There is a religion that believes that in the nineteenth century a set of golden tablets was prepared by an angel and dug up by a divinely inspired human being. And the tablets were written in an unknown language of Reformed Egyptian hieroglyphics and had on them a hitherto-unknown set of books like those in the Old Testament. And, unfortunately, the angel took them back and the tablets are not available for any scrutiny these days. In addition, there is powerful evidence of conscious fraud at the time that the religion was founded, which led, last week, to two people being killed in the state of Utah, having to do with some early letters from the founders of the religion that were inconsistent with doctrine. (Click here)




Or there is a religion that believes that if you only have enough faith, you can levitate. I mean, that you can bodily float off the ground and propel yourself. It has many practical applications, if only it were true. (Click here) These are perfectly typical tenets or aspects of modern religions.

And if that is true, what about ancient religions? After all, there is a much greater distance in time between us and those earlier religions. And that means that there are much larger opportunities for fraud and for changing the disquieting details. I remind you that rewriting history is done all the time. To give an example - there are so many - one of the leaders of the Russian Revolution was a man named Lev Davidovich Bronstein, also known as Leon Trotsky. He founded the Red Army, he established the modern Soviet railroad system, he was the founder and first editor of Pravda, he played a leading role in both the 1905 and the 1917 revolutions, but he does not exist in the Soviet Union. He's not there. You cannot find anything about him. There is no picture of him. In a two-volume Soviet history of the world, he appears once, as having inappropriate agricultural views. Otherwise unmentioned. They have simply written him out of the history of their own revolution, in which he played an absolutely central role, second perhaps only to that of Lenin. So now imagine that a religion is founded not just a few decades ago but a few centuries or a few thousand years ago, in which the received wisdom passes through a small group--a small priesthood. Think of the opportunities for changing disquieting facts in the interim. David Hume says,

"The many instances of forged miracles and prophecies and supernatural events, which in all ages have either been detected by contrary evidence or which detect themselves by their absurdity, prove sufficiently the strong propensity of mankind to the extraordinary and marvelous and ought reasonably to beget a suspicion against all relations of this kind. It is strange, a judicious reader is apt to say, that such prodigious events never happen in our day, but it is nothing strange that men should lie in all ages."

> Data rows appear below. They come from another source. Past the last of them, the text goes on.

PR #156, opened 2024-05-04
feat(NimBLEClient): allow connection id / established flag to be set via public API.

finger563:
This PR replaces #152 

Main use case is to allow an easy mechanism for GATT Servers to read the name of connected clients by passing their connection info to the Client class.

Example (from [espp::BleGattServer](https://github.com/esp-cpp/espp/blob/main/components/ble_gatt_server/include/ble_gatt_server.hpp#L513)):

```c++
  std::string get_connected_device_name(NimBLEConnInfo &conn_info) {
    if (!server_) {
      logger_.error("Server not created");
      return {};
    }
    if (!client_) {
      logger_.error("Client not created");
      return {};
    }

    // since this connection is handled by the server, we won't manually
    // connect, and instead inform the client that we are already connected
    // using this conn handle
    client_->clearConnection(); // make sure any previous connection state is cleared
    client_->setConnection(conn_info);

    // could alternatively use:
    // client_->clearConnection();
    // client_->setConnection(conn_info.getConnHandle(), conn_info.getAddress());

    // refresh the services
    client_->getServices(true);
    // now get Generic Access Service
    auto gas = client_->getService(NimBLEUUID("1800"));
    if (!gas) {
      logger_.error("Failed to get Generic Access Service");
      return {};
    }
    // now get the Device Name characteristic
    auto name_char = gas->getCharacteristic(NimBLEUUID("2A00"));
    if (!name_char) {
      logger_.error("Failed to get Device Name characteristic");
      return {};
    }
    // make sure we can read it
    if (!name_char->canRead()) {
      logger_.error("Failed to read Device Name characteristic");
      return {};
    }
    // and read it
    return name_char->readValue();
  }
```

### DIFF
--- a/src/NimBLEClient.cpp
+++ b/src/NimBLEClient.cpp
@@ -589,7 +589,7 @@ bool NimBLEClient::setConnection(NimBLEConnInfo &connInfo) {
  * @note If the client is already connected to a peer, this will return false.
  * @note This will look up the peer address using the connection id.
  */
-bool NimBLEClient::setConnnection(uint16_t conn_id) {
+bool NimBLEClient::setConnection(uint16_t conn_id) {
     if (isConnected() || m_connEstablished) {
         NIMBLE_LOGE(LOG_TAG, "Already connected");
         return false;
--- a/src/NimBLEClient.cpp
+++ b/src/NimBLEClient.cpp
@@ -564,7 +564,7 @@ uint16_t NimBLEClient::getConnId() {
  *       enables the GATT Server to read the name of the device that has
  *       connected to it.
  */
-bool NimBLEClient::setConnection(const NimBLEConnInfo &connInfo) {
+bool NimBLEClient::setConnection(NimBLEConnInfo &connInfo) {
     if (isConnected() || m_connEstablished) {
         NIMBLE_LOGE(LOG_TAG, "Already connected");
         return false;
--- a/src/NimBLEClient.cpp
+++ b/src/NimBLEClient.cpp
@@ -578,7 +578,7 @@ bool NimBLEClient::setConnection(NimBLEConnInfo &connInfo) {
 } // setConnection
 
 /**
- * @brief Set the connection id for this client.
+ * @brief Set the connection information for this client.
  * @param [in] conn_id The connection id.
  * @note Sets the connection established flag to true.
  * @note This is designed to be used when a connection is made outside of the
@@ -589,7 +589,7 @@ bool NimBLEClient::setConnection(NimBLEConnInfo &connInfo) {
  * @note If the client is already connected to a peer, this will return false.
  * @note This will look up the peer address using the connection id.
  */
-bool NimBLEClient::setConnId(uint16_t conn_id) {
+bool NimBLEClient::setConnnection(uint16_t conn_id) {
     if (isConnected() || m_connEstablished) {
         NIMBLE_LOGE(LOG_TAG, "Already connected");
         return false;
@@ -619,7 +619,7 @@ bool NimBLEClient::setConnId(uint16_t conn_id) {
 } // setConnId
 
 /**
- * @brief Set the connection id for this client.
+ * @brief Set the connection information for this client.
  * @param [in] conn_id The connection id.
  * @param [in] peerAddress The address of the peer that this client is
  * @note Sets the connection established flag to true.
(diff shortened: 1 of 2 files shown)


src/NimBLEClient.cpp
```diff
@@ -552,6 +552,21 @@ uint16_t NimBLEClient::getConnId() {
...
+ * @param [in] conn_id The connection id.
+ * @note Sets the connection established flag to true.
+ * @note This is designed to be used when a connection is made outside of the
+ *       NimBLEClient class, such as when a connection is made by the
+ *       NimBLEServer class and the client is passed the connection id. This use
+ *       enables the GATT Server to read the name of the device that has
+ *       connected to it.
+ */
+void NimBLEClient::setConnId(uint16_t conn_id) {
+    m_conn_id = conn_id;
```
h2zero, line 566: I think we need to add a check here to make sure the client instance is not already connected to a peer and return false if it is. We should also set the peer address here as well which can be retrieved with `ble_gap_conn_find` using the conn_id, or we can add it as another parameter to the function.

h2zero (changes requested):

src/NimBLEClient.cpp
finger563: The check for `isConnected()` would prevent the `Client` object from being reused with a server, since once `setConnId(...)` is called, `isConnected()` would return true. There would be no way to then reset that state. Would you be open to adding a `reset()` function or something similar which clears the `m_conn_id`, `m_connEstablished`, and `m_peerAddress` members for this use case?

finger563: Had the same thought and decided to make that update :)

I did end up renaming it to `setConnection(...)` overloads. Not sure _why_ you'd pass anything other than the `NimBLEConnInfo`, but I think there may be use-cases.

Regarding your question, it was merely to remove the need for multiple allocations / deallocations for what I figured was a pretty simple use-case. That being said, I'm not opposed to going that route.

src/NimBLEClient.cpp
```diff
@@ -552,6 +552,104 @@ uint16_t NimBLEClient::getConnId() {
...
+ * @note This is designed to be used when a connection is made outside of the
+ *       NimBLEClient class, such as when a connection is made by the
+ *       NimBLEServer class and the client is passed the connection id. This use
+ *       enables the GATT Server to read the name of the device that has
+ *       connected to it.
+ * @note If the client is already connected to a peer, this will return false.
+ * @note This will look up the peer address using the connection id.
+ */
+bool NimBLEClient::setConnection(uint16_t conn_id) {
+    if (isConnected() || m_connEstablished) {
```
h2zero, line 593: We can remove this block.

src/NimBLEClient.cpp
```diff
@@ -552,6 +552,104 @@ uint16_t NimBLEClient::getConnId() {
...
+    // we weren't provided the peer address, look it up using ble_gap_conn_find
+    NimBLEConnInfo connInfo;
+    int rc = ble_gap_conn_find(m_conn_id, &connInfo.m_desc);
+    if (rc != 0) {
+        NIMBLE_LOGE(LOG_TAG, "Connection info not found");
+        return false;
+    }
+
+    // ensure the address is valid
+    auto address = connInfo.getAddress();
```
h2zero, line 607: All the code from here down can be removed and replaced with a single call to `setConnection(connInfo);` :)

src/NimBLEClient.cpp
```diff
@@ -552,6 +552,104 @@ uint16_t NimBLEClient::getConnId() {
...
+ * @param [in] peerAddress The address of the peer that this client is
+ * @note Sets the connection established flag to true.
+ * @note This is designed to be used when a connection is made outside of the
+ *       NimBLEClient class, such as when a connection is made by the
+ *       NimBLEServer class and the client is passed the connection id. This use
+ *       enables the GATT Server to read the name of the device that has
+ *       connected to it.
+ * @note If the client is already connected to a peer, this will return false.
+ */
+bool NimBLEClient::setConnection(uint16_t conn_id, const NimBLEAddress &peerAddress) {
```
h2zero, line 633: Let's remove this function as I don't see there being much of a use case for it.

src/NimBLEClient.cpp
h2zero: > Regarding your question, it was merely to remove the need for multiple allocations / deallocations for what I figured was a pretty simple use-case. That being said, I'm not opposed to going that route.

I would say we should create a clearConnection function in this case, couldn't hurt.

src/NimBLEClient.cpp
finger563: So we don't need to check to ensure the address is valid from the looked-up conn_id? I was actually not sure if we should add a similar check within the `setConnection(NimBLEConnInfo &conn_info)` overload, since it does no validity check on the object passed in

h2zero: The address doesn't matter much, as long as the connection ID is valid things should work fine, the address is more for logging etc..

h2zero (commented):
Looks good, thanks! Have you tested this with the changes?

finger563:
> Looks good, thanks! Have you tested this with the changes?

Yup, I've tested my changes locally in espp:

CleanShot 2024-06-04 at 10 41 19

With the output from `espp/components/hid_service/example`:
CleanShot 2024-06-04 at 10 44 18

Showing that the code to get the remote device name using this code is good :)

And then on the point that I was just making, he says,

"In the infancy of new religions the wise and learned commonly esteem the matter too inconsiderable to deserve their attention or regard. And then when afterwards they would willingly detect the cheat in order to undeceive the deluded multitudes, the season is now past and the records and witnesses which might clear up the matter have perished beyond recovery."

Well, it seems to me that there is only one conceivable approach to these matters. If we have such an emotional stake in the answers, if we want badly to believe, and if it is important to know the truth, then nothing other than a committed, skeptical scrutiny is required. It is not very different from buying a used car. When you buy a used car, it is insufficient to remember that you badly need a car. After all, it has to work. It is insufficient to say that the used-car salesman is a friendly fellow. What you generally do is you kick the tires, you look at the odometer, you open up the hood. If you do not feel yourself expert in automobile engines, you bring a friend who is. And you do this for something as unimportant as an automobile. But on issues of the transcendent, of ethics and morals, of the origin of the world, of the nature of human beings, on those issues should we not insist upon at least equally skeptical scrutiny?